FN1. See Letter from Honorable Robert E. Talton, Chair, Urban Affairs Committee, Texas House of Representatives, to Honorable Greg Abbott, Texas Attorney General (Apr. 2, 2004) (on file with Opinion Committee, also available at http://www.oag.state.tx.us) [hereinafter Request Letter].

FN2. We are addressing only commissioned peace officers who are employees of the state or a political subdivision of the state, not a commissioned peace officer who is an officer of the state or a political subdivision of the state, such as a county sheriff. This office recently held that a county sheriff could not contract personally to provide security to a private entity. See Tex. Att'y Gen. Op. No. GA-0101 (2003) at 2-3.

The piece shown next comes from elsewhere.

PR #3716, opened 2026-08-18
ci: publish TauCeti's oleans from the merge-queue build

kim-em:
This PR publishes TauCeti's oleans from the merge-queue build that gates a commit, so the Lake artifact cache stays in step with `main` instead of trailing it by however long the post-merge publisher takes.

FN3. Section 1.07(a)(41) of the Penal Code defines "public servant":

"Public servant" means a person elected, selected, appointed, employed, or otherwise designated as one of the following, even if he has not yet qualified for office or assumed his duties:

(A) an officer, employee, or agent of government;

(B) a juror or grand juror; or

(C) an arbitrator, referee, or other person who is authorized by law or private written agreement to hear or determine a cause or controversy; or

(D) an attorney at law or notary public when participating in the performance of a governmental function; or

(E) a candidate for nomination or election to public office; or

(F) a person who is performing a governmental function under a claim of right although he is not legally qualified to do so.

Tex. Pen. Code Ann. § 1.07(a)(41) (Vernon 2003).

FN4. For purposes of the Penal Code, "'[p]eace officer' means a person elected, employed, or appointed as a peace officer under Article 2.12, Code of Criminal Procedure, Section 51.212 or 51.214, Education Code, or other law." Id . § 1.07(a)(36).

FN5. The Texas Ethics Commission is authorized by section 571.091 of the Government Code to issue advisory opinions on a specific group of Texas statutes, including chapter 36 of the Penal Code. See Tex. Gov't Code Ann. § 571.091(a)(8) (Vernon Supp. 2004). The commission is not authorized to issue opinions regarding provisions other than those set forth in section 571.091. See, e.g. , Op. Tex. Ethics Comm'n No. 416 (1999) at 1 n.1.

FN6. We note that section 571.096 of the Government Code, which is part of subchapter D of chapter 571 governing the issuance of advisory opinions by the Texas Ethics Commission, expressly provides that the "authority of the commission to issue an advisory opinion does not affect the authority of the attorney general to issue an opinion as authorized by law" and, indeed, that the commission shall rely on opinions issued by the attorney general and by the courts of this state. See Tex. Gov't Code Ann. § 571.096(a), (c) (Vernon 1994). For purposes of this opinion, we accept as provisionally correct the application of the advisory opinions to the statutes that the Texas Ethics Commission is empowered by law to construe, not because this office is required to consider such advisory opinions as precedent, but because those advisory opinions typically apply those statutes only to specific factual situations.

FN7. Section 1702.221, Occupations Code, provides:

An individual must register with the commission as provided by commission rule if the individual:

(1) is employed as an alarm systems installer, alarm systems monitor, electronic access control device installer, locksmith, dog trainer, manager or branch office manager, noncommissioned security officer, private investigator, private security consultant, or security salesperson; or

(2) is an owner, officer, partner, or shareholder of a license holder.

Tex. Occ. Code Ann. § 1702.221 (Vernon 2004).